You can use fromMongodb method instead of DataframeReader. See our first steps.
Anyway, you are using an old version 0.8.7, in the next weeks we are going to release 0.11.2 version.
Thanks for your feedback!
Hi @pmadrigal
Thanks for your response. A few replies:
fromMongodb
method is only available in the Scala API, is that correct? The reason I ask is that I am using the Java API and the only way I could find to create a DataFrame was via sqlContext.read().format("com.stratio.datasource.mongodb").options(...).load()
, if I am missing something and there is a way to use the fromMongodb
call (which I have seen in the Scala API) could you point me at it?com.stratio::spark-mongodb
that I can find in Maven Central is 0.8.7, are the 0.11.x versions to which you refer publically available?Rgds
@colmmcdonnell
import org.apache.spark.sql.types.StructType;
import scala.*;
import scala.collection.JavaConverters;
import com.stratio.datasource.mongodb.MongodbContext;
import com.stratio.datasource.mongodb.config.MongodbConfigBuilder;
import org.apache.spark.api.java.JavaSparkContext;
import org.apache.spark.sql.DataFrame;
import org.apache.spark.sql.SQLContext;
import java.util.ArrayList;
import java.util.HashMap;
import java.util.List;
public class TestJavaAPI {
public static void main(String[] args){
JavaSparkContext sc = new JavaSparkContext("local[2]", "test spark-mongodb java");
SQLContext sqlContext = new org.apache.spark.sql.SQLContext(sc);
List<String> javaHost = new ArrayList<String>();
javaHost.add("localhost:27017");
scala.collection.immutable.List<String> host = JavaConverters.asScalaBufferConverter(javaHost)
.asScala().toList();
HashMap<String, Object> javaOptions = new HashMap<String, Object>();
javaOptions.put("host", host);
javaOptions.put("database", "highschool");
javaOptions.put("collection", "students");
Option<StructType> schema = scala.Option.apply(null);
scala.collection.immutable.Map<String, Object> options = JavaConverters.mapAsScalaMapConverter(javaOptions)
.asScala().toMap(Predef.<Tuple2<String, Object>>conforms());
MongodbConfigBuilder builder = new MongodbConfigBuilder(options);
MongodbContext mc = new MongodbContext(sqlContext);
DataFrame df = mc.fromMongoDB(builder.build(), schema);
df.registerTempTable("students");
sqlContext.sql("SELECT * FROM students"); df.show();
}
}
For using this library with Java, some Scala types are needed and as you can see, code is less clean.

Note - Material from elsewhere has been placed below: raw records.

PR #381, opened 2018-04-22
support excel data validation

rentiansheng:
Data validation support list , displayed in excel drop-down list box

issue  #380


rentiansheng:
@ryho   Hi, Is there any problem with this data validation function implementation?

ryho:
Thanks for this PR, sorry that I don't have enough time to look at this project very often. I am also going to start using this feature in my project.

FYI: you can make AllowBlank, ShowInputMessage, and ShowErrorMessage into Go bools and the XML library will take care of the conversions. I think I'll do that in a follow up PR.

rentiansheng:
I can not set parameters when creating data validation rules.
When SetError sets an error prompt, set the relevant value again.

https://github.com/rentiansheng/xlsx/blob/master/datavalidation.go#L65  cancel parameter.
https://github.com/rentiansheng/xlsx/blob/master/datavalidation.go#L74  set value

We highly recommend Scala!
Hope help you!
Hi @pmadrigal
Thanks for your response, I can now invoke fromMongoDB
from Java (and I am using v0.11.1) but ... the original issue I had was that this call: sqlContext.read().format("com.stratio.datasource.mongodb").options(...).load()
was taking 2 - 3 seconds on a tiny collection. I had thought that this was because I was unable to supply a sampleRatio, however using the code you have provided I can now create the DataFrame using fromMongoDB
and I can provide a sampleRatio (I walked through the code and confirmed that the sameplRation was used) but the elapsed time for the fromMongoDB
call is still 2 - 3 seconds for this tiny collection.
I am seeing the same unexpected long duration whether I use fromMongoDB
or sqlContext.read().format("com.stratio.datasource.mongodb").options(...).load()
, providing a sampleRatio seems to make no difference. The only thing which reduces this elapsed time to a manageable number is supplying a schema.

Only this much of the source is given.